Could you filter the material and copy every line where the word "JSONRPCResult" occurs?
== INPUT MATERIAL ==
PR #233, opened 2025-04-19
fix the Part schema

logan272:
Making the `Part.type` field optional. This change will resolve some TypeScript type errors in the js sample code.

### DIFF
--- a/samples/js/src/schema.ts
+++ b/samples/js/src/schema.ts
@@ -310,7 +310,7 @@ export type FileContent = FileContentBytes | FileContentUri;
  * Represents a part of a message containing text content.
  */
 export interface TextPart {
-  type: "text";
+  type?: "text" | null;
 
   /**
    * The text content.
@@ -330,7 +330,7 @@ export interface FilePart {
   /**
    * Type identifier for this part.
    */
-  type: "file";
+  type?: "file" | null;
 
   /**
    * The file content, provided either inline or via URI.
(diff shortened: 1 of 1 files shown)


logan272:
Signed the CLA.

elliot-at-liminalnook:
@logan272 , is it not the typescript that is wrong rather than the schema?

logan272:
@robert-at-pretension-io We can differentiate the Part type from its content type, which makes the type field of Part not strictly necessary. Making it optional could save us some keystrokes and reduce the number of bytes that need to be transported.

logan272:
@robert-at-pretension-io Yes, that's the schema. I only updated the TypeScript sample to fix the type errors. If you're fine with it, I can also update the PR to include changes to the schema and documentation.

samples/js/src/schema.ts
```diff
@@ -310,7 +310,7 @@ export type FileContent = FileContentBytes | FileContentUri;
  * Represents a part of a message containing text content.
  */
 export interface TextPart {
-  type: "text";
+  type?: "text" | null;
```
markgoho, line 313: just as a general principle, `undefined` is preferred to `null` - I wonder why `type?: "text"` wouldn't be acceptable and why `| null` is necessary

logan272: I agree that null is not necessary. I noticed that null is used consistently throughout the codebase. Think we can remove all the null usage in a further PR.

holtskinner:

PR #250, opened 2025-04-20
Add type safety and environment variable support

htondro:
This PR includes two main fixes:

1. Added dotenv package and environment variable support:
   - Added dotenv package to handle environment variables
   - Implemented proper environment variable loading in both coder and movie-agent modules

2. Fixed type errors in agent implementations:
   - Added missing `type: "text"` property to message parts in both agents
   - Fixed type definitions for message parts in error and status messages

These changes improve type safety and configuration management in the agent modules.

### DIFF
--- a/samples/js/package-lock.json
+++ b/samples/js/package-lock.json
@@ -14,6 +14,7 @@
         "@types/express": "^5.0.1",
         "body-parser": "^2.2.0",
         "cors": "^2.8.5",
+        "dotenv": "^16.5.0",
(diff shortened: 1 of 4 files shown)


markgoho (commented):
consider this PR does two completely separate things, a good practice would be to separate this into two PRs so each change could be independently reviewed and approved (or rejected)

personally, I use Bun and wouldn't need a library added to handle environment variables, Bun just automatically detects them

holtskinner:

PR #267, opened 2025-04-22
Avoid using null and replace null with undefined where applicable.

logan272:
This PR replaces all instances of null with undefined where applicable, following the general principle that undefined is preferred over null.

See also: https://github.com/google/A2A/pull/233


holtskinner:

PR #283, opened 2025-04-23
Fix the test module problem

vongosling:
Fix the common.types not resolved problem in virtual env

### DIFF
--- a/tests/test_a2a_spec.py
+++ b/tests/test_a2a_spec.py
@@ -1,12 +1,16 @@
 # test_schema.py
 import pytest
 import json
+import sys
 from uuid import uuid4
 from datetime import datetime
 from pathlib import Path
 
+# Add parent directory to sys.path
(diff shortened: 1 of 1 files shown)


rajeshvelicheti:
Following these steps might be more useful for now as the structure is altered.

cd samples/python
uv venv
source .venv/bin/activate
cd ../../tests
uv run pytest -v -s

Please let me know if this does not work.

vongosling:
I just used the newest code, but it doesn't work.  If use your code, more errors will occur. That's why I test one file using ’uv run pytest -v -s test_a2a_spec.py'. You could clone code from scratch, Maybe it still needs to change the instruction, such as changing the toml file.

holtskinner:
Not sure if this is still needed, but if it is, those test files have been moved to https://github.com/google-a2a/a2a-samples

PR #296, opened 2025-04-25
Proposal: Implement A2A Agent Registrar for Curated Agent Discovery(Registry-Based)

### LINKED ISSUE #297: Proposal: Implement A2A Agent Registrar for Curated Agent Discovery(Registry-Based)
I propose implementing a  Agent Registrar to facilitate curated discovery of agents across organizations. This would provide a centralized mechanism for agent registration, discovery, and management while respecting organizational boundaries and visibility controls.

PR: https://github.com/google/A2A/pull/296 

### Benefits

- Enterprise-grade agent discovery with organizational boundaries
- Standardized registry interface for consistent agent discovery
- Controlled visibility for sensitive or internal-only agents
- Authentication model preserving security of agent registrations

liuzengh:
close #297


topics/agent_discovery.md
```diff
@@ -20,7 +20,769 @@ We recommend enterprises host their agent cards at a well-known path. Specifical
...
+    "artifacts": [
+      {
+        "name": "organization-registration-result",
+        "parts": [
+          {
+            "type": "data",
+            "data": {
+              "registrationStatus": "success",
+              "organizationID": "organization-fintech-123",
+              "organizationToken": "eyJhbGciOiJIUzI1NiIsInR5cCI6IkpXVCJ9...",
```
darkhaniop: By looking at all of the request-response examples, I noticed that `organizationToken` is obtained when registering the organization (no mention of other kinds of tokens), and the same token is used to manage the organization (update, add, and remove agents) as well as to discover non-public agents.

Unless an additional mechanism to issue tokens with limited scope/time is added, I think this "organization registration" response should include another token with **read-only permissions**. This additional token can then be distributed to the internal clients (e.g., partners, non-dev employees) to allow them to discover private agents.

What do you think?

sandyskies: The organizationToken is similar to a admin token and can be implemented based on the OAuth Bearer token. Of course, each organization can issue some tokens controlled by RBAC (Role-Based Access Control) to others for use, such as read-only tokens, etc.

darkhaniop: @sandyskies, it makes sense, thanks for the explanation.

liuzengh:
The previously submitted PR was closed because the repository administrator moved the documentation from the gh-pages branch to the main branch via force-push. It has been resubmitted to the main branch by new PR(#418).

PR #311, opened 2025-04-28
Update host_agent.py  prompt  function call name 

Frankdog:
google-a2a/a2a-samples#44

function call name  in tools is `send_task`
while in prompt is  `create_task`
change prompt  `create_task` to `send_task `


holtskinner:

PR #313, opened 2025-04-28
website: remove references to forked A2A library and use direct Google imports instead

cndoit18:
The forked version has behind the main branch.


cndoit18:
cc @holtskinner

PR #318, opened 2025-04-28
Update the Task Manager in the Google ADK sample to be reusable

whitlockjc:
This commit decouples the `TaskManager` in `samples/python/agents/google_adk` to be reusable by all Google ADK samples.

**Note:** This could potentially be refactored into a Google ADK specific `common` directory.


rajeshvelicheti:
Should we wait for the sdk and check if this could be generic across ?

whitlockjc:
> Should we wait for the sdk and check if this could be generic across ?

That was originally my thought but as we use Google ADK for sample agents, this simplifies the onus on the agent author quite a bit. Thoughts?

rajeshvelicheti (approved):

PR #322, opened 2025-04-28
Fix a2a spec inconsistencies with sample scripts, JSON-schema, and JSON-RPC specs

darkhaniop:
In client-server messaging, the A2A protocol uses the [JSON-RPC 2.0](https://www.jsonrpc.org/specification) protocol. The protocol specification is written using the [JSON-Schema specification](https://json-schema.org/). Fully complying with the standards can help validate the payloads more accurately and help better test different client and server implementations.

In addition to making the A2A spec more compliant with the mentioned standards, changes in this PR are meant to fix a few minor bugs in the A2A protocol spec (mismatches from what was implemented in the sample A2A server and clients.

### Summary of changes

* Add a missing definition for "TaskSendParams.acceptedOutputModes".

* Remove "default" values for "const" fields. Compliance with JSON schema, ver. draft6+ and reduce ambiguity. https://json-schema.org/understanding-json-schema/reference/const

* Make fields "jsonrpc" and "id" required on requests and responses. Compliance with JSON RPC v2.0.

* Make fields "error.code" and "error.message" required on errors.
* Change field "error.data" to allow "any" and "null" and make it "not required."

* Sort non-top-level dict keys to make it more aligned with the pydantic JSON schema outputs.

### Additional notes

While I sorted dictionaries within each model so that the keys of each model would be in the same order as the pydantic-based scripts' exports, at the same time, **I decided not to sort the top-level keys** (`$defs/ModelKey`). Because doing so would make the diff ugly and harder to read the applied changes. The top-level key sorting can be done afterward.


darkhaniop:
@holtskinner, I believe yesterday I happened to open this PR and fight the commit-checker bots around the same time you were working on these workflows.

Even though my commit modified only one file, which has not changed recently, my PR branch shows up as "out-of-date with the base branch." Do you recommend leaving it like this for the reviewers, or should I merge the `main` branch?

darkhaniop:
I merged recent fixes to the spec file from `main`, so the diff became cleaner. Also, I created two issues (#353 and #354) to explain separate problems that this PR addresses.

Please let me know if you have any questions.

holtskinner (approved):

specification/json/a2a.json
```diff
@@ -626,7 +629,6 @@
         "properties": {
           "code": {
             "const": -32600,
-            "default": -32600,
```
darkhaniop: To help with the review, let me explain why "default" values for error codes should not be in the spec.

The client should be able to validate received ErrorResponses using the A2A specification. However, the inclusion of the "default" codes leads to ErrorResponses with the missing `error.code` property to pass the validation (while such messages are invalid). So, this PR removes all "default" values from `error.code` definitions.

I think it is not as critical with the `eror.message` field, so I left them unchanged (to reduce the diff size).

specification/json/a2a.json
```diff
@@ -801,6 +798,10 @@
             "$ref": "#/$defs/JSONRPCError"
           }
         },
+        "required": [
+          "jsonrpc",
+          "id"
+        ],
```
darkhaniop: Every JSON RPC response object must include the `id` property, which is used to correlate the response object with the corresponding request.

specification/json/a2a.json
```diff
@@ -922,7 +921,6 @@
           },
           "method": {
             "const": "tasks/send",
-            "default": "tasks/send",
```
darkhaniop: The situation with default values of the `method` property is similar to `error.code` (see above). The A2A server that receives RPC requests, first, should be able to validate the requests; second, it should be able to differentiate the request method based on the `method` property (instead of substituting a default value if it is missing).

Therefore, the spec should not state "default" values for the `method` property.

darkhaniop:
I linked some comments to the code lines to explain the diffs.

specification/json/a2a.json
darkhaniop: These bugs seem to be addressed in #599. Later, I will edit the main message to reflect it.

types/src/types.ts
```diff
@@ -522,6 +522,7 @@ export interface JSONRPCMessage {
  * Represents a JSON-RPC 2.0 Request object.
  */
 export interface JSONRPCRequest extends JSONRPCMessage {
+  id: number | string;
```
kthota-g: JSONRPCRequest itself can omit id as per spec, but all the A2A Requests require an id specified. `id: number | string` should be specified for individual request types extending JSONRPCRequest.

types/src/types.ts
```diff
@@ -559,6 +560,7 @@ export interface JSONRPCError {
  * Represents a JSON-RPC 2.0 Result object.
  */
 interface JSONRPCResult extends JSONRPCMessage {
+  id: number | string;
```
kthota-g: result can also be null

darkhaniop: From my understanding, JSON-RPC spec discourages the usage of id=null for successful responses. Also, in `types.ts`, this particular interface represents the "successful" response, because it defines `error?: never;` and is used only as a parent for `*SuccessResponse` interfaces.

With that in mind, what do you think about renaming `JSONRPCResult` to `JSONRPCSuccessResponse` (to mirror the `JSONRPCErrorResponse` interface)?

darkhaniop: If the answer to the above is positive, in the renamed `JSONRPCSuccessResponse`, do you think we should still add "null" as an allowed value for "id"?

types/src/types.ts
darkhaniop: Moved to individual `*Request` interfaces in f53206b399373c034e533d1d02cb76560ce1f805.

types/src/types.ts
darkhaniop: In 244dff7a88e62f4cf1136fa65e7baba261b3f4e2, `JSONRPCResult` renamed to `JSONRPCSuccessResponse`. So, the "id" prop in parent response interfaces is now defined as:
```typescript
interface JSONRPCSuccessResponse extends JSONRPCMessage {
  id: number | string;
  // ...
}

export interface JSONRPCErrorResponse extends JSONRPCMessage {
  id: number | string | null;
  // ...
}
```

kthota-g: Thanks for the changes. Though unlikely for id to be null in success cases, the rpc response object regardless of error/result, can have id set to null if request.id can't be read. So, let's go with `number | string | null` for both these cases.

Also, I see a2a.json did not pick up the `null` type for JSONRPCErrorResponse.id. I will take a look into this issue.

darkhaniop: Looking at my own comment, I realized that `JSONRPCErrorResponse` is exported while `JSONRPCSuccessResponse` is not. 8dad30753f111104361db01d9f57ab5c6adcd7dd, adds the "export" statement (only for the cosmetic effect, the generated spec does not change from this).
BTW, thanks for reviewing the PR.

darkhaniop: > Thanks for the changes. Though unlikely for id to be null in success cases, the rpc response object regardless of error/result, can have id set to null if request.id can't be read. So, let's go with `number | string | null` for both these cases.

Updated in 47c4f716d5fc37a0a4bed1af1794126280bd5ae6.

kthota-g: The null type seems to require specifying an annotation so the generator can pick up the change. Adding the following where id can be null should hint the generator to add null type.

```
/**
   * An identifier established by the Client that MUST contain a String, Number.
   * Numbers SHOULD NOT contain fractional parts.
   * @nullable true
   */
```

darkhaniop: Added in 6ee3b309131fee626081d6a2bccfd7f6fcef41eb.

kthota-g: Thanks @darkhaniop. I will work on changes required in samples and other components and will merge this into main.

darkhaniop: > Thanks @darkhaniop. I will work on changes required in samples and other components and will merge this into main.

Sure, and thanks for checking the output. I'm glad we also caught other small mistakes (such as this last one with nulls).

darkhaniop:
Just noticed one more minor typo in a docstring (only affects the "description" prop of GetTaskResponse). In https://github.com/google/A2A/blob/6ee3b309131fee626081d6a2bccfd7f6fcef41eb/types/src/types.ts#L663-L667

Can be fixed as:
```diff
 /**
- * JSON-RPC success response for the 'tasks/get' method.
+ * JSON-RPC response for the 'tasks/get' method.
  */
 export type GetTaskResponse = GetTaskSuccessResponse | JSONRPCErrorResponse;
```

*(I did not apply this fix, in case there are already offline changes on top the latest commit 6ee3b309131fee626081d6a2bccfd7f6fcef41eb)*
===
# REPLY
 interface JSONRPCResult extends JSONRPCMessage {
With that in mind, what do you think about renaming `JSONRPCResult` to `JSONRPCSuccessResponse` (to mirror the `JSONRPCErrorResponse` interface)?
darkhaniop: In 244dff7a88e62f4cf1136fa65e7baba261b3f4e2, `JSONRPCResult` renamed to `JSONRPCSuccessResponse`. So, the "id" prop in parent response interfaces is now defined as:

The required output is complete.